Forum Moderators: open
69.84.207.yyy - - [07/Aug/2008:05:18:51 -0400] "GET / HTTP/1.1" 200 3020 "-" "Mozilla/4.0 (compatible; MSIE 7.0;Windows NT 5.1;.NET CLR 1.1.4322;.NET CLR 2.0.50727;.NET CLR 3.0.04506.30)"
69.84.207.yyy - - [07/Aug/2008:05:18:52 -0400] "GET /blackhole HTTP/1.1" 301 260 "-" "Mozilla/4.0 (compatible; MSIE 7.0;Windows NT 5.1;.NET CLR 1.1.4322;.NET CLR 2.0.50727;.NET CLR 3.0.04506.30)"
However, when you visit the IP it states it is a crawler and it is performing a very important function downloading your entire web site... without your permission, of course.
"Because of this job we have to download and evaulate the content of every website on the Internet that children can reach. To keep an accurate database, we download and evaluate each website several times a year. We try to download web content without overly burdening any given web server.
This is not a hacking site, or a denial of service attack, or anything of that sort."
No, of course it isn't. Just a rude walk-through of my web site, and then take whatever you can get your grubby hands on. (Webmasters love that kind of stuff.)

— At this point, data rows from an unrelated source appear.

PR #1231, opened 2020-11-26
refactor: exports components as constants and moves the files around

paschalidi:
@JoakimSM this is the first of the two part refactoring we talked about yesterday. In this one, the part 1, there are no functional changes. I am moving some files around and I am exporting most of the components I find as relevant as constants. I try to keep it into a minimum.

## Motivation
I move the Enrollment and the TrackedEntityType folders into the entry as you can see in the image since they are only being used inside that folder.

## Before & After comparison in a glance
<p float="left">
  
   
</p>


JoakimSM (approved):
LGTM

PR #1232, opened 2020-11-26
[part 02] refactors the Enrollment and TEI entries

paschalidi:
This is the part two of the https://github.com/dhis2/capture-app/pull/1231. 

Well, now arguably in this PR there are quite few things that happening. I will try to explain here the goal of this PR in my hopes to help you review it. 

The idea that I wanted to achieve is that I wanted to create two `DataEntries` one for the Enrollment registration and one for the Tei registration. I wanted these components to fulfil one requirement.

* be reusable out of the box. In the sense that someone can use them without having to trigger redux actions and write epics. The approach I am taking is that the components trigger these actions themselves since the actions are the same each time for our use cases.  

Every change I make in this PR is an attempt to achieve the above objective

Now to achive this two new components are created. These live inside the `DataEntries` and are called `EnrollmentRegistrationEntry` and `TeiRegistrationEntry`. Naming is obviously under discussion but what I try to communicate with the name name is that the component contains the `Registration` in the form of a `Data entry`. And this is possible either for `Enrollment` or for `TEI`


src/core_modules/capture-core/hooks/useCurrentOrgUnitInfo.js
```diff
@@ -1,10 +1,5 @@
 // @flow
 import { useSelector } from 'react-redux';
 
-export const useCurrentOrgUnitInfo = (): {|id: string, name: string, path: string|} =>
-    useSelector((
-        {
-            organisationUnitRoots: { captureRoots: { roots } },
-            currentSelections: { orgUnitId },
-        }) => roots.find(({ id }) => id === orgUnitId))
-    || {};
```
paschalidi, line 10: It looked to me this wasnt necessary so I went back on a simpler way of doing this

src/core_modules/capture-core/components/Pages/NewRelationship/RegisterTei/DataEntry/RegisterTeiDataEntry.container.js
```diff
@@ -1,23 +1,20 @@
...
-    ready: !state.newRelationshipRegisterTei.dataEntryIsLoading,
     error: state.newRelationshipRegisterTei.dataEntryError,
     programId: state.newRelationshipRegisterTei.programId,
 });
 
 const mapDispatchToProps = () => ({});
 
-// $FlowFixMe[missing-annot] automated comment
-export const RegisterTeiDataEntry = connect(mapStateToProps, mapDispatchToProps)(
-    withLoadingIndicator()(
```
paschalidi, line 18: With this change I am handling the loading on the DataEntry level. This is arguably almost the same so the change doesnt serve as an improvement. 

To understand why this change is here we will need to think like that. 
Now that the component itself triggers its initialisation, meaning adding the relevant information to redux we cant have the loading indicator depend on the redux state since it hasnt been yet initialised. Thus I move it on a lower level :)

src/core_modules/capture-core/components/DataEntries/EnrollmentRegistrationEntry/EnrollmentRegistrationEntry.epics.js
```diff
@@ -0,0 +1,42 @@
...
+export const startNewEnrollmentDataEntrySelfInitialisationEpic = (action$: InputObservable) =>
+    action$.pipe(
+        ofType(enrollmentRegistrationEntryActionTypes.TRACKER_PROGRAM_REGISTRATION_ENTRY_INITIALISATION_START),
+        pluck('payload'),
+        switchMap(({ selectedOrgUnitId, selectedScopeId: programId, dataEntryId, formFoundation }) => {
+            if (selectedOrgUnitId) {
+                let trackerProgram: ?TrackerProgram;
+                try {
+                    trackerProgram = getTrackerProgramThrowIfNotFound(programId);
+                } catch (error) {
```
JoakimSM, line 23: This is of course good practice, but if this fails then something is so seriously wrong that in my opinion it is ok to not catch it (I used to do exactly what you do here). I'm just saying that I will continue to be pragmatic when I'm using for example `getTrackerProgramThrowIfNotFound` and not spend time writing these. I won't complaint that you do it of course, but now you know why you won't see me do it :)

src/core_modules/capture-core/components/DataEntries/TeiRegistrationEntry/TeiRegistrationEntry.component.js
```diff
@@ -0,0 +1,31 @@
...
+import React from 'react';
+import { useScopeInfo } from '../../../hooks/useScopeInfo';
+import { scopeTypes } from '../../../metaData';
+import { TrackedEntityInstanceDataEntry } from '../TrackedEntityInstance';
+import { useCurrentOrgUnitInfo } from '../../../hooks/useCurrentOrgUnitInfo';
+import type { OwnProps } from './TeiRegistrationEntry.types';
+import { useRegistrationFormInfoForSelectedScope } from '../common/useRegistrationFormInfoForSelectedScope';
+
+
+export const TeiRegistrationEntryComponent = ({ selectedScopeId, id, ...rest }: OwnProps) => {
```
JoakimSM, line 11: `...rest` is fine, but I suggest we stick to `passOnProps` like the rest of the app.

JoakimSM (approved):
Looks good @paschalidi 👍

src/core_modules/capture-core/components/DataEntries/TeiRegistrationEntry/TeiRegistrationEntry.component.js
paschalidi: You right there isnt any reason from my side to  changed it.

src/core_modules/capture-core/components/DataEntries/EnrollmentRegistrationEntry/EnrollmentRegistrationEntry.epics.js
paschalidi: This is basically your code :) This is why it is there. I would prefer to remove it from here. We have the error boundary from the app platform now and it will catch it. You mind if I remove it?

JoakimSM: This is not a biggie for me so do whatever you feel is best here :)

PR #1260, opened 2020-12-03
feat: DHIS2-9652 with save buttons

paschalidi:
Hey here is the https://jira.dhis2.org/browse/DHIS2-9652👋  Again another not so small PR. Apologies I could see the best way to split this up. Will start with smaller chunks from the next one :) 

## What am I changing
What happens here is that we are reusing the components we created from the last two PRs and adding the buttons on the bottom. You can say it is this PR that the refactoring from the previous two PR comes together.

Now we are using the `EnrollmentRegistrationEntry` and `TeiRegistrationEntry` across the new registration page and the add relationship part of the application.

## How it looks
image


src/core_modules/capture-core/components/DataEntries/EnrollmentRegistrationEntry/EnrollmentRegistrationEntry.types.js
```diff
@@ -1,5 +1,16 @@
...
+  enrollmentMetadata: RegistrationFormMetadata,
   selectedScopeId: string,
-  id: string
+  saveButtonText: string,
+  fieldOptions?: Object,
+  onSave: (dataEntryId: string, itemId: string, formFoundation: RenderFoundation) => void,
+  onPostProcessErrorMessage: Function,
+  onGetUnsavedAttributeValues: Function,
+  onUpdateField: Function,
+  onStartAsyncUpdateField: Function,
```
paschalidi, line 15: Here I am trying to explicitly define the properties this components needs in order to be rendered. 
In the future when someone will need to use it they can look in this signature

src/core_modules/capture-core/components/DataEntries/EnrollmentRegistrationEntry/EnrollmentRegistrationEntry.component.js
```diff
@@ -6,25 +6,66 @@ import { EnrollmentDataEntry } from '../Enrollment';
...
+                      {
+                          onSave &&
+                          <Button
+                              dataTest="dhis2-capture-create-and-link-button"
+                              primary
+                              onClick={onSave}
+                              className={classes.marginTop}
+                          >
+                              {saveButtonText}
+                          </Button>
```
paschalidi, line 58: Displaying the buttons only when there is an onSave function

src/core_modules/capture-core/components/InfoIconText/InfoIconText.js
```diff
@@ -0,0 +1,45 @@
+// @flow
```
paschalidi, line 1: image
I am creating this component since I find myself reusing it

src/core_modules/capture-core/components/Pages/New/RegistrationDataEntry/RegistrationDataEntry.component.js
```diff
@@ -1,30 +1,74 @@
...
+        {orgUnitName && <>{' '}{i18n.t('in')} <b>{orgUnitName}</b></>}.
+    </>);
+
+
+const translatedTextWithStylesForTei = (trackedEntityName, orgUnitName) =>
+    (<>
+        {i18n.t('Saving a {{trackedEntityName}}', { trackedEntityName })} <b>{i18n.t('without')}</b> {i18n.t('enrollment')}
+        {orgUnitName && <>{' '}{i18n.t('in')} <b>{orgUnitName}</b></>}.{' '}
+        {i18n.t('Enroll in a program by selecting a program from the top bar.')}
+    </>);
```
paschalidi, line 25: This text if you see on the design has some bolds and some not bolds. This is why I am hacking it like this.

src/core_modules/capture-core/components/Pages/New/RegistrationDataEntry/RegistrationDataEntry.component.js
```diff
@@ -1,30 +1,74 @@
...
+                        id={dataEntryId}
+                        selectedScopeId={selectedScopeId}
+                        enrollmentMetadata={registrationMetaData}
+                        saveButtonText={'Save new'}
+                        onSave={() => alert('onSave will save in the future')}
+                        onGetUnsavedAttributeValues={() => console.log('onGetUnsavedAttributeValues will be here in the future in the future')}
+                        onPostProcessErrorMessage={() => console.log('onPostProcessErrorMessage will be here in the future in the future')}
+                        onUpdateField={() => console.log('onUpdateField will be here in the future in the future')}
+                        onStartAsyncUpdateField={() => console.log('onStartAsyncUpdateField will be here in the future in the future')}
+                    />
```
paschalidi, line 48: Here I would say you will see the benefit of creating the `EnrollmentRegistrationEntry` and `TeiRegistrationEntry ` components.

src/core_modules/capture-core/components/Pages/New/RegistrationDataEntry/RegistrationDataEntry.component.js
JoakimSM: I know I've used these bold parts in the new single event page, but I've later realised the concatenations will cause problems, at least for rtl languages. I suggest we keep it nonbold for now? @Bekkalizer , any insights?

JoakimSM (approved):
Looks good @paschalidi 👍 please have a look at my comments before you merge.

src/core_modules/capture-core/components/DataEntries/EnrollmentRegistrationEntry/EnrollmentRegistrationEntry.types.js
paschalidi: Good point @JoakimSM. Yep for me the naming here is under discussion as well. 
What I am trying to do with the `OwnProps` is to have a type for properties that the user passes directly on the component when they use it.

Eg.
```
<Button type='one' size='lg'>
Text
</Button>
```
On the example above `OwnProps` would be the `type` and the `size`. However sometimes you might have the `ContainerProps` which are props that are passed on the container level. My only point is that I would want to differentiate between what I call `OwnProps` and the rest of props a component might have. This is because then flow can tell you what props you are supposed to pass in the component when you try to use it. 

Again I agree we would like to align on a name here. I stole my name from the redux world, look [here](https://react-redux.js.org/using-react-redux/connect-mapstate).
---

Now if we agree on communicating the same thing we can be creative with a name. What do you think, would you find it useful to differentiate between the props that we pass on the component and the props that the component takes from redux?

src/core_modules/capture-core/components/DataEntries/EnrollmentRegistrationEntry/EnrollmentRegistrationEntry.component.js
```diff
@@ -1,30 +1,70 @@
...
-};
+const EnrollmentRegistrationEntryPlain =
+  ({
+      id,
+      selectedScopeId,
+      enrollmentMetadata,
+      saveButtonText,
+      classes,
+      onSave,
+      ...rest
```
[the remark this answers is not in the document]
paschalidi: Right. I will make a PR in the end renaming all the `rest` to `onProps`.

src/core_modules/capture-core/components/DataEntries/EnrollmentRegistrationEntry/EnrollmentRegistrationEntry.types.js
JoakimSM: Thanks for explaining. Our use cases are a bit different. `OwnProps` is good for what you're trying to achieve here 👍

src/core_modules/capture-core/components/Pages/New/RegistrationDataEntry/RegistrationDataEntry.component.js
paschalidi: Does it make sense to make a bug ticket for this? Then I could merge this and we come back to this in isolation.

Bot-trapped, banned, and kicked to the curb.
2005:
66.17.15.yyy - - [28/Mar/2005:20:02:03 -0800] "GET /MyFolder/MyPage.html HTTP/1.1" 206 10097 "-" "Schmozilla/v9.14 Platinum"
2006:
66.17.15.zzz - - [06/Aug/2005:13:37:36 -0700] "GET / HTTP/1.1" 403 - "-" "Mozilla/4.0 (compatible; MSIE 6.0; Windows NT 5.1; SV1; .NET CLR 1.1.4322; .NET CLR 2.0.50215)"
Bot-trapped, banned, and kicked to the curb
When Lightspeed first attracted my attention a couple of years ago I did the same as you and looked them up - and found that a satirical YouTube spoof already existed (and it is still there today).
After giving it some thought I reckoned that that they probably analyze sites automatically by searching for "trigger" keywords etc, and that no human check is likely to be involved.
So I don't block them by IP and serve them a low-bandwidth "robots policy" file instead.
I don't really know if this works, but I now do it for all known content filters.
...
This crawler fits that definition perfectly.